*Supplied data*.

BEGIN

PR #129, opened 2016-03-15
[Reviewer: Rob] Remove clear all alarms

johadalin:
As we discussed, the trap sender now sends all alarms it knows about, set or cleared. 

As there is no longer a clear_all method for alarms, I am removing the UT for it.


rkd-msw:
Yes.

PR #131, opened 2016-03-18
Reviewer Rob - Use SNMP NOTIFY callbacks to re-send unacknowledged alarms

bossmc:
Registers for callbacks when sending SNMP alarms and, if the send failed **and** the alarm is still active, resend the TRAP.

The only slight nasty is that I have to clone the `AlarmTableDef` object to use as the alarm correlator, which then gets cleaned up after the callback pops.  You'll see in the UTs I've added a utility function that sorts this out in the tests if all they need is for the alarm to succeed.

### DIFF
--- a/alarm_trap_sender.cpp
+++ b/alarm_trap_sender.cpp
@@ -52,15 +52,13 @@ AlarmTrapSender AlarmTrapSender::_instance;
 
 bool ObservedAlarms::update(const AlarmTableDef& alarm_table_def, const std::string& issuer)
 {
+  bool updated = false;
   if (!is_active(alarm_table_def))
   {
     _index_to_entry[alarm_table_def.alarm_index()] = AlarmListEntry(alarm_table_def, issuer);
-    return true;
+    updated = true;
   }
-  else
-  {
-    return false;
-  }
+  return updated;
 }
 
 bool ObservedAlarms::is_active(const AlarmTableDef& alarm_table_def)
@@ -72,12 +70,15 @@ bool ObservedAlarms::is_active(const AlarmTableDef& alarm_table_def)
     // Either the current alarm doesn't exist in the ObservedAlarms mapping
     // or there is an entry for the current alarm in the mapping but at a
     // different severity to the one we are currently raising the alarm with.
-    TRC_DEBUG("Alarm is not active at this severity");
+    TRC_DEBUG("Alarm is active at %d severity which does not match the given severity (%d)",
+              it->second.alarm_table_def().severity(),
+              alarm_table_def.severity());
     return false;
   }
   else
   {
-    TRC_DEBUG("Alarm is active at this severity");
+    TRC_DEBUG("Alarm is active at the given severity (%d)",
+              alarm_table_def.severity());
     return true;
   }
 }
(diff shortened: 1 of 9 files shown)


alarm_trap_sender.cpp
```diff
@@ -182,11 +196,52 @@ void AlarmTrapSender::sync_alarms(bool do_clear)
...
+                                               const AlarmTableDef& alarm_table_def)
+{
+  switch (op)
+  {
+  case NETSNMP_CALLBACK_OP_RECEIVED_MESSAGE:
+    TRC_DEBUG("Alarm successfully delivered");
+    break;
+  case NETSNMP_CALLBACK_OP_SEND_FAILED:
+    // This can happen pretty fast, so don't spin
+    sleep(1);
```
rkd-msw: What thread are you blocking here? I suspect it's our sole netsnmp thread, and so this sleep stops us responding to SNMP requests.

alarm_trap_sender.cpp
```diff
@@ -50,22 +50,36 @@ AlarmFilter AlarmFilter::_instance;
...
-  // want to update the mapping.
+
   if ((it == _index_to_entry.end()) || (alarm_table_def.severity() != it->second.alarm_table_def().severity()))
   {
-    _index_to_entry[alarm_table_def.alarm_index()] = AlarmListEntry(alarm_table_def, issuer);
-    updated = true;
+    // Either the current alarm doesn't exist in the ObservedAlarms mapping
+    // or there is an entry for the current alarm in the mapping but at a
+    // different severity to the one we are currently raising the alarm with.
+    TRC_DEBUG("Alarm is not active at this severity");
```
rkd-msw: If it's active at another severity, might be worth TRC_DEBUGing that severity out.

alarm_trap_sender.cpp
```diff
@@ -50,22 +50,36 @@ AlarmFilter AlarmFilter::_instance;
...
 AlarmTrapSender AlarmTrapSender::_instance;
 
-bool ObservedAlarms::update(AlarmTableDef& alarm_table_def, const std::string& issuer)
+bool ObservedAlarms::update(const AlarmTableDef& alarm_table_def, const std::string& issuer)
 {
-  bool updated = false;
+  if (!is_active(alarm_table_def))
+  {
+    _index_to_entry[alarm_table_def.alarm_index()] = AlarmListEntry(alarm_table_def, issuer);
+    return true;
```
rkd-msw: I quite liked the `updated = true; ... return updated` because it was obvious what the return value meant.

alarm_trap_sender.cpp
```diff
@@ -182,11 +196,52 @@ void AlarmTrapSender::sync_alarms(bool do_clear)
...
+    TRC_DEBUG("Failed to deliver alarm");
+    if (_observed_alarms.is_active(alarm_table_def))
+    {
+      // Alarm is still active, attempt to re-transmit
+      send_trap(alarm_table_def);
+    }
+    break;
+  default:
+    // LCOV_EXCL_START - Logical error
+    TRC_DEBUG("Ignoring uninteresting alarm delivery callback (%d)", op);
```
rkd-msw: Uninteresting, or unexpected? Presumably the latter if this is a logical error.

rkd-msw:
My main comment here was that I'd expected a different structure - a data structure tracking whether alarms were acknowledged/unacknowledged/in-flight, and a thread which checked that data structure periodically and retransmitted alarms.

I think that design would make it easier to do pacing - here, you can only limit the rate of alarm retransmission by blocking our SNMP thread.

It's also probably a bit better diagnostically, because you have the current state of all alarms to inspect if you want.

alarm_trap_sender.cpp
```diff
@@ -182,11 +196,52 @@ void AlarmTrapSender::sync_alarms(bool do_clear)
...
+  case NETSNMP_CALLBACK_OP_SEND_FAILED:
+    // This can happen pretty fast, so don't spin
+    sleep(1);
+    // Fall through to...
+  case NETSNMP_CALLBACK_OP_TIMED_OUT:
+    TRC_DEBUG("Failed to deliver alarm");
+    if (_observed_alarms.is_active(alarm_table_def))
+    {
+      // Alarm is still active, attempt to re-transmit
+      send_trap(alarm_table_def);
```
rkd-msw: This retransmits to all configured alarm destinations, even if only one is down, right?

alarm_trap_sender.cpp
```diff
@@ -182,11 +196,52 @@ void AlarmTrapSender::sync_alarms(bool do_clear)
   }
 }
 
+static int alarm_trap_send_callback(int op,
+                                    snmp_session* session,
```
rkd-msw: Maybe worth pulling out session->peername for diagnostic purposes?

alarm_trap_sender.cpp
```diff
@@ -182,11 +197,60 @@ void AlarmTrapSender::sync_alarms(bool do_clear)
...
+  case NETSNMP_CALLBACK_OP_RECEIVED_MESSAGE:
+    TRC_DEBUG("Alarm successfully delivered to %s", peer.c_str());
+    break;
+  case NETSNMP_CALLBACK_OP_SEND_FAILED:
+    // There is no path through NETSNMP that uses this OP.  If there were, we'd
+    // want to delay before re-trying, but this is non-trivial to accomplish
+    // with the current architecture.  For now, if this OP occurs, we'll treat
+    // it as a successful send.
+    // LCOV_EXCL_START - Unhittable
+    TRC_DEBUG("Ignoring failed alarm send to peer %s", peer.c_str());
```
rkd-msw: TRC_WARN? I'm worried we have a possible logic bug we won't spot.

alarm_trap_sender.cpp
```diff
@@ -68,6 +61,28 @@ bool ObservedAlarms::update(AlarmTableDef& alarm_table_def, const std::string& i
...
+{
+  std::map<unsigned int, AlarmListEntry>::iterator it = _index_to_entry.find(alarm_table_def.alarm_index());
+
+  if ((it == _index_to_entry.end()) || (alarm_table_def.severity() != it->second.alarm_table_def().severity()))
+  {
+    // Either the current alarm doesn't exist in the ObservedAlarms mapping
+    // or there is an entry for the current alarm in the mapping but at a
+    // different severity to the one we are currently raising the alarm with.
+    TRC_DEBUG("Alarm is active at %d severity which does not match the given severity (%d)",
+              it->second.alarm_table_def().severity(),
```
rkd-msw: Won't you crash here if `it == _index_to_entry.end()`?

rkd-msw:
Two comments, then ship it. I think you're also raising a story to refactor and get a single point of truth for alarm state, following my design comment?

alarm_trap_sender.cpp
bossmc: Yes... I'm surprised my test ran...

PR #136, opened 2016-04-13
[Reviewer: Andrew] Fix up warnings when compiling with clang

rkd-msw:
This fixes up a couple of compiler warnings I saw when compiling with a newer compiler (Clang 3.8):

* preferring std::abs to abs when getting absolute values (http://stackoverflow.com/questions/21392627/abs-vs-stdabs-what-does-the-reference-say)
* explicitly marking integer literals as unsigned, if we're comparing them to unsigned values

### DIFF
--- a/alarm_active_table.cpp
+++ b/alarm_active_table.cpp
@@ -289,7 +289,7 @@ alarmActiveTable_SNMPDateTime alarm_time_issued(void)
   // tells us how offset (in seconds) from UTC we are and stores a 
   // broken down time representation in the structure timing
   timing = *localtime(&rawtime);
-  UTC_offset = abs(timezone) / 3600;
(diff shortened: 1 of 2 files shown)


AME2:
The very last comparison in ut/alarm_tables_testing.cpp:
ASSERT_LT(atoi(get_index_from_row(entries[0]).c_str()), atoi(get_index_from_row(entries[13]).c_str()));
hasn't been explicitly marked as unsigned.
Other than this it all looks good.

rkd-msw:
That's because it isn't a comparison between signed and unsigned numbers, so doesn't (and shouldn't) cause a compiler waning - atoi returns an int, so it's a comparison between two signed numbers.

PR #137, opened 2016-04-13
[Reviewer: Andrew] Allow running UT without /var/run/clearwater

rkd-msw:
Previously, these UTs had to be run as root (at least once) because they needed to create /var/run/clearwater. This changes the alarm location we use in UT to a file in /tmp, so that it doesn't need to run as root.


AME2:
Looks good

END

*Task directions*. Exactly repeat the lines above, from the opening line through the one with "Registers for callbacks", and include nothing else.

*Solution for this exercise*.
PR #129, opened 2016-03-15
[Reviewer: Rob] Remove clear all alarms

johadalin:
As we discussed, the trap sender now sends all alarms it knows about, set or cleared. 

As there is no longer a clear_all method for alarms, I am removing the UT for it.


rkd-msw:
Yes.

PR #131, opened 2016-03-18
Reviewer Rob - Use SNMP NOTIFY callbacks to re-send unacknowledged alarms

bossmc:
Registers for callbacks when sending SNMP alarms and, if the send failed **and** the alarm is still active, resend the TRAP.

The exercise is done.